***
Walter yemekten sonra odasına çekilmişti boğazı hala ağrıyordu ve epey yorulmuştu yatağına yatmasına rağmen saatlerdir uyuyamıyordu.
Saatler sonra uyku ona kucağını açmışken duvara vuran şiddetli ışığı gördü ve cama baktığında havada koskocaman bir R harfi vardı , ayağa kalktı , cama yaklaştıkça yazının diğer harfleride görünmeye başladı havada devasa bir ABBOBR yazısı vardı , en az otuz kişi bahçede uçuyordu sağından gelen bir çocuk camının önüne kanatlı bir papuç attı bu Boris'ti camı açtı , papuçları aldı hızlıca giydi cama çıktı , hiçbir şey olmadı kanatlar ölü gibi sarkıyordu.
"Aaaa !!"
Boris onu yakasından tuttuğu gibi boşluğa çekti , düşüyordu.

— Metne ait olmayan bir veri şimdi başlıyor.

PR #3894, opened 2026-09-06
fix: say why the worker died instead of listing suspects

yetanotherflo:
## The failure

A worker that dies during module resolution leaves nothing behind. `spawnDaemon` detaches it with its stdio discarded — `Start-Process -WindowStyle Hidden` on Windows, `stdio:'ignore'` elsewhere — so the only trace is:

```
[ERROR] [SYSTEM] Worker exited before readiness endpoint became available
[ERROR] [SYSTEM] Worker auto-start failed — ... Check earlier log lines for the
        specific failure reason (Bun not found, missing worker bundle, port conflict, etc.)
```

None of those three was the cause when this bit me. A truncated `bun install` in the plugin cache had left `zod@4.4.3` short 37 files (`v4/locales/be.cjs` among them), so the bundle died on `require`. Every claude-mem hook failed for hours with nothing in the log to say why; finding it took manually running the bundle in the foreground.

## The fix

Do that manual step automatically, on the failure path only.

- `probeWorkerBootFailure()` re-runs the bundle where its stderr can be read and logs what it says, as `bootFailure` on the existing error line.
- `status` is the probe command: it executes every top-level require — where these failures happen, long before argv is parsed — then exits 0 on every branch without starting a server, so a healthy bundle costs one silent subprocess. `scripts/smoke-clean-room.cjs` already guards the same class of failure at build time with the same trick.
- The reason also rides out through `getLastWorkerBootFailure()` into the `start` hook's status line, so `Failed to start worker` becomes `Failed to start worker: error: Cannot find module …`.

Before / after on the same reproduction:

```
- Worker exited before readiness endpoint became available
+ Worker exited before readiness endpoint became available {bootFailure=error:
+   Cannot find module './this-dependency-was-never-installed.cjs' from '…\worker-service.cjs'
+   Bun v1.3.13 (Windows x64)}
```

## Why there is a retry

The probe needs one to work at all where it matters most. Called from the failure path under Bun 1.3.13 on Windows, the **first** sync spawn returns `ETIMEDOUT` in ~25 ms with the child `SIGTERM`ed before printing a byte — measured identically at an 8 s and at a 60 s timeout — while a second, identical spawn immediately after answers in ~180 ms. A plain 50 s idle await, a preceding `execSync`, and pending timers each fail to reproduce it in isolation, so the retry is gated on the observation rather than on a theory: `shouldRetryWorkerBootProbe` fires only for a window that expired far too early to be real. A genuine timeout — the bundle loaded and kept running — burns the full window and is never retried.

## Verification

- `bun test tests/infrastructure/process-manager.test.ts` — 60 pass, 8 new (5 probe behaviours against real subprocesses, 3 retry-predicate). The one failure, `resolveWorkerRuntimePath > should look up Bun on non-Windows when caller is Node`, is pre-existing on `main` on a Windows host and untouched by this change.
- `bun test tests/worker-spawn.test.ts tests/worker-script-resolution.test.ts tests/infrastructure/` — 244 pass / 12 fail, against a `main` baseline of 239 pass / 12 fail: same 12, plus the new tests.
- `npm run typecheck:root`, `npm run build`, `npm run lint:spawn-env`, `npm run lint:hook-io` all clean.
- End-to-end: `ensureWorkerStarted` against a bundle that cannot resolve its dependencies now returns `dead` with the module error in both the log and `getLastWorkerBootFailure()`.

Source and tests only — no rebuilt bundles, since CI runs `npm run build` itself.

### DIFF
--- a/src/services/infrastructure/ProcessManager.ts
+++ b/src/services/infrastructure/ProcessManager.ts
@@ -369,6 +369,101 @@ export function buildWindowsDaemonStartCommand(runtimePath: string, scriptPath: 
   return `Start-Process -FilePath '${psSingleQuote(runtimePath)}' -ArgumentList @('"${psSingleQuote(scriptPath)}"','--daemon') -WindowStyle Hidden`;
 }
 
+export const WORKER_BOOT_PROBE_TIMEOUT_MS = 5000;
+const WORKER_BOOT_PROBE_MAX_LINES = 8;
+
+/**
+ * Did the probe "time out" too early for that timeout to be real?
+ *
+ * Called from the worker-start failure path, the FIRST sync spawn comes back
+ * ETIMEDOUT in ~25ms — the child SIGTERMed before it could print a byte — no
+ * matter how generous the window is (measured identically at 8s and at 60s
+ * under Bun 1.3.13 on Windows). A second, identical spawn immediately after
+ * always answers in ~180ms, so the deadline is being resolved against something
+ * stale that the first call refreshes. A genuine timeout burns the whole window
+ * instead, which is what separates the two here.
+ */
+export function shouldRetryWorkerBootProbe(
+  error: Error | undefined,
+  elapsedMs: number,
+  timeoutMs: number
+): boolean {
+  if ((error as NodeJS.ErrnoException | undefined)?.code !== 'ETIMEDOUT') return false;
+  return elapsedMs < timeoutMs / 2;
+}
+
+/**
+ * Re-run the worker bundle in the foreground to recover the stderr spawnDaemon
+ * threw away.
+ *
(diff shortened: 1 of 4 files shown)


thedotmack:
Night-ship gate (Batch B):
1. RCA: YES — logged in PR body (truncated `bun install` / missing module; daemon stdio discarded).
2. No second-system: YES — failure-path probe only; no new supervisor.
3. Narrow: YES — recover stderr on dead spawn; surface via existing start status line.

Rebase onto current main is clean. `bun test tests/infrastructure/process-manager.test.ts tests/worker-spawn.test.ts tests/worker-script-resolution.test.ts` → 88 pass. Cannot push rebase to the fork. Squash-merging if GitHub reports mergeable.

PR #3900, opened 2026-09-07
fix(windows): reclaim ghost listeners left by out-of-band worker deaths

### LINKED ISSUE #3899: Windows: out-of-band worker kill leaves a ghost LISTEN socket held by the chroma sidecar chain; no launcher reclaims it (port blocked until manual tree-kill)
## Bug Description

Windows: when the worker daemon is killed **out-of-band** (crash, Task Manager, `taskkill /F /PID` without `/T`), the chroma-mcp sidecar chain it spawned (`uvx -> uv -> chroma-mcp -> python`, spawned with piped stdio which forces handle inheritance) survives holding the worker's inherited listening socket. The port stays `LISTENING` under the **dead** worker PID — a ghost listener — and no launcher ever recovers:

- daemon gate: `Port already in use, refusing to start duplicate` → exit 0
- `ensureWorkerStarted`: `Port in use but worker not responding to health checks` → `'dead'`

Every hook/MCP connection repeats this forever; the port is blocked until a human tree-kills the sidecar chain by hand. Reproduced on Windows 11 (2026-09-07 and again while writing this issue): killing the worker left `chroma-mcp.exe` + two `python.exe` alive holding `:37777` under the dead PID; `taskkill /T` on that chain released the port immediately.

This is the plan-15 ghost-listener defect (#3603) in its "unclean death" form. The graceful-shutdown path (#3644) and the version-recycle path (#3482) tree-kill their children; the out-of-band path runs no code at all, so nothing cleans up.

## Why the survivor is hard to find (broken chain)

After the worker dies, its `uvx`/`uv` stdio layers read EOF and **exit**, so the surviving `chroma-mcp`/`python` sidecar hangs one or two links BELOW a dead PID:

```
worker (dead) ─ uvx (dead, EOF) ─ uv (dead, EOF) ─ chroma-mcp.exe (ALIVE) ─ python.exe (ALIVE) ─ python.exe (ALIVE)
```

netstat's owner is the dead worker. A parent-chain walk from that PID stops at the first dead link. The survivors' command lines still carry `--data-dir <DATA_DIR>/chroma`, which is a reliable ownership fingerprint.

## Steps to Reproduce

1. Windows 11, worker running with a live chroma-mcp chain (any normal usage).
2. `taskkill /F /PID <worker pid>` (no `/T`; or crash the worker).
3. `netstat -ano | findstr 37777` → still `LISTENING`, owner PID no longer exists.
4. Try to start the worker (`npx claude-mem worker start`, or open any Claude session) → "Port already in use, refusing to start duplicate" / `'dead'`, forever.

## Expected Behavior

The next launcher detects the ghost (bound port whose owner is dead + no health response), reclaims the dead worker's surviving sidecar chain, and starts normally — the recovery I performed by hand should be automatic.

## Environment

- Windows 11 Home 26200
- claude-mem 13.16.1 at time of incident; reproduced against current main (13.24.x)
- Bun 1.3.6, uv with chroma-mcp 0.2.6 sidecar

## Logs

`~/.claude-mem/logs/` shows repeated `Port already in use, refusing to start duplicate` / `Port in use but worker not responding to health checks` and no recovery.

## Related work (read before filing duplicates)

- Parent tracker: #3603 (plan-15), children #2893 / #2963 / #3482 / #3450 / #3596 — same family.
- #3309 (open): **prevents** the inheritance (non-inheritable listener). Complementary: does not reclaim chains that already exist from before the fix.
- #3416 (open): **routes around** the ghost by relocating to another port; explicitly does not reclaim the socket.
- #3614 bundle → #3405 (closed into it): reclaims via claude-mem's own `supervisor.json`/start-token records (rung 3a). This issue is about the case the registry cannot see — e.g. the registry entry was overwritten by a later generation, or the claim must be provable from the OS alone.

## Proposed fix (PR follows)

Reclaim at spawn time using OS-level evidence only:

1. netstat: bound port, every owner PID dead;
2. process table: kill chroma sidecar descendants of the dead owner (walk) **plus** any chroma sidecar whose `--data-dir <DATA_DIR>` argument matches this install (full-table scan, covers the broken-chain python links);
3. every kill carries the start token from the same table read that discovered it; a live owner is never touched (wedged worker / foreign process keeps current behavior);
4. bounded (5s) health probes so a ghost that accepts TCP but never responds cannot hang the launcher.

Verified end-to-end on Windows 11: out-of-band kill → ghost → production `ensureWorkerStarted()` reclaims (port free, chain gone) → replacement worker serves health. Fail-on-main integration gate included.

weiconghe:
## Summary

Closes #3899.

On Windows, a worker killed **out-of-band** (crash, `taskkill /F` without `/T`) leaves its chroma sidecar chain (`uvx -> uv -> chroma-mcp -> python`, spawned with piped stdio → inherited socket handles) alive holding the listening socket. The port stays `LISTENING` under the dead worker PID, and every launcher refuses to start forever:

```
Port already in use, refusing to start duplicate        (daemon gate)
Port in use but worker not responding to health checks  (ensureWorkerStarted -> 'dead')
```

Until now the only recovery was a human tree-kill of the chain by hand. This PR makes that recovery automatic at spawn time.

**Relationship to existing work (different layers, all complementary):**

| Work | Layer | Gap this PR covers |
|---|---|---|
| #3309 (open) | prevents inheritance (non-inheritable listener) | cannot help chains that already exist from a pre-fix / crash-then-upgrade world |
| #3416 (open) | routes around the ghost (relocate port) | never frees the original port/socket |
| #3405 → #3614 bundle | reclaims via `supervisor.json` start-token records | a registry entry overwritten by a later generation, or a chain whose registry root died, is invisible to it |

This PR proves ownership from the OS alone (no claude-mem records): the survivors of a dead listener still carry `--data-dir <DATA_DIR>` on their command line.

### 1. `src/shared/port-reclaim.ts` (new) — ghost-listener reclaim

Detection + recovery ladder, all evidence OS-side, all safety conditions enforced before any signal:

1. **netstat** finds the LISTENING owner PID(s) for the port.
2. **Live owner → never touched** (`owner-alive`): a wedged-but-alive worker or a foreign process keeps the current "in use" behavior. Only *every-owner-dead* proceeds.
3. Targets are chroma sidecars, located two ways:
   - **walk** down the dead owner's parent chain (Windows preserves parent links after death);
   - **full-table scan** matching the sidecar's `--data-dir <DATA_DIR>` command-line fingerprint — this is the load-bearing case: when the worker dies, `uvx`/`uv` read EOF and exit, so the surviving `chroma-mcp`/`python` sits one or two links below a dead PID, unreachable by the walk. The `python.exe` links are matched by their `--data-dir` argument (their executable name alone would miss them).
4. Every kill goes through `killProcessTree` with the start token from the **same table read** that discovered the target (identity never re-probed after an await). PID reuse cannot pull in strangers: a reused owner PID whose new children are unrelated is filtered by name and by the data-dir fingerprint.
5. Post-kill netstat re-probe; `reclaimed:true` only when the port is verified free.

### 2. Reclaim wired into both spawn paths

- `ensureWorkerStarted()` (worker-spawner.ts): the "Port in use but worker not responding" branch now reclaims before giving up; a successful reclaim also clears the Windows spawn-cooldown marker (its reason — the ghost — is gone; the plan-15 "cooldowns keyed to evidence, not time" rule).
- daemon duplicate gate (worker-service.ts): bound-but-silent now reclaims before `exit(0)`; a live worker still exits 0 immediately, and a live-but-wedged owner still refuses (never killed from a spawn path).

### 3. Bounded health probes (HealthMonitor.ts)

Ghost listeners accept TCP (the kernel completes handshakes) but never respond. Probes were unbounded, so the new health check in the daemon gate — and the old ones — could hang forever on a ghost. All HTTP probes now abort at 5s (above a healthy worker's sub-100ms response, below every retry budget). `/api/admin/shutdown` responds before draining (flushResponseThen), so this does not truncate graceful shutdown.

## How verified?

**Unit (cross-platform, injected seams):** `tests/shared/port-reclaim.test.ts` — 16 tests: netstat parsing (IPv4/IPv6/dedupe), sidecar-name whitelist, data-dir fingerprint matcher (slash forms, case, quoted values, prefix lookalikes), and every reclaim branch (not-supported / owner-alive / no-listener / broken-chain via fingerprint / PID-reuse safety / kill-failed / still-bound / multi-owner). `tests/services/worker-spawner.test.ts` gains: ghost-reclaimed → proceeds to spawn; unreclaimable → stays dead. `bun run typecheck` clean.

**Real Windows end-to-end (fail-on-main integration gate):** `tests/integration/worker-ghost-port-recovery.test.ts` (wired into the `chroma-windows` job of `.github/workflows/windows.yml`, `CLAUDE_MEM_TEST_CHROMA=1`):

"Ayaklarını birbirine vur dostum!"
Ayaklarını iki kez birbirine vurmasıyla ayakkabılardan kıvılcımlar çıkmaya başladı , kanatlar haraketlendi ve artık uçuyordu.
Boris "herkes beni takip etsin!"
Herkes Boris'in peşinden gidiyordu , Walter'da.
Arka bahçede ki yıkılmış sütünların arasından geçip küçük , taştan yapılmış kulübe tarzı bir yere geldiler Walter bahçede böyle bir yerin olduğunu dahi bilmiyordu -gerçi burayla ilgili bilmediği milyonlarca şey olduğuna emindi ama- , kanatlar yavaşladı herkes yere kapaklandı.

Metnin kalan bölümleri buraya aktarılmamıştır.